### [ASSIGNMENT]
Among the entries that follow, how many lines contain the string "connect"? Answer with that number only.

BEGIN PROVIDED DATA

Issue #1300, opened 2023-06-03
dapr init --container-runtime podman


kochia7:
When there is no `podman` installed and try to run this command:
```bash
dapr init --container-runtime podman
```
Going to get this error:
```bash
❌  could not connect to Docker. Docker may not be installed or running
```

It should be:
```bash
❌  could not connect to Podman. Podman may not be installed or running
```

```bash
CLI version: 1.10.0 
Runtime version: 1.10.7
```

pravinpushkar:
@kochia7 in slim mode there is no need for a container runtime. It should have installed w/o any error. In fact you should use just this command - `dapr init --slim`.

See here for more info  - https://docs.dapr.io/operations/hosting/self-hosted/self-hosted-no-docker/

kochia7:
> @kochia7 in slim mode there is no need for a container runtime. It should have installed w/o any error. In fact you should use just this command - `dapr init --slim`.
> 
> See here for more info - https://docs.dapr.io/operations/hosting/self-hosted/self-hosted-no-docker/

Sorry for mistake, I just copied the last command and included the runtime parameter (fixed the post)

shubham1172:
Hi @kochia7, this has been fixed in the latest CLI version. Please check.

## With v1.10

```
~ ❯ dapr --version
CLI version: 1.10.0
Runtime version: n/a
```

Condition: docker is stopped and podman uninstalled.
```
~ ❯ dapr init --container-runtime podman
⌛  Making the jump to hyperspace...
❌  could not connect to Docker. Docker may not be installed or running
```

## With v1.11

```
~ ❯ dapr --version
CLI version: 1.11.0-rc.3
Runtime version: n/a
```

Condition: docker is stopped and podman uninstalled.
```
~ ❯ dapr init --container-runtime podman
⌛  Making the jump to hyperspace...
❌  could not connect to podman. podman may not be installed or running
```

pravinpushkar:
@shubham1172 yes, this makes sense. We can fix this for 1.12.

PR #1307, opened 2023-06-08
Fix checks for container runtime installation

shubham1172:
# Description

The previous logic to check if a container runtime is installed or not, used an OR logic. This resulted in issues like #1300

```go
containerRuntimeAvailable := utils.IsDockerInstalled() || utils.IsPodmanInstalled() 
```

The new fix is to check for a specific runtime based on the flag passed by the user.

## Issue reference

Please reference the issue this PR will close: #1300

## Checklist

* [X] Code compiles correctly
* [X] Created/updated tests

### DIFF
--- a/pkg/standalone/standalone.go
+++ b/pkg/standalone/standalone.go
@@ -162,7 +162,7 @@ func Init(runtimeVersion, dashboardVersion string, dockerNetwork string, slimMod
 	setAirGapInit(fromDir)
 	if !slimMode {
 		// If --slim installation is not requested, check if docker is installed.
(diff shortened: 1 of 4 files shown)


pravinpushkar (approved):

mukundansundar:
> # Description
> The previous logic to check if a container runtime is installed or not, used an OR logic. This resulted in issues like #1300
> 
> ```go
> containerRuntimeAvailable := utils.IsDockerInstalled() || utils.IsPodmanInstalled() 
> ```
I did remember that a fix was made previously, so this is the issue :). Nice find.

END PROVIDED DATA

### [PROBLEM SOLUTION]
4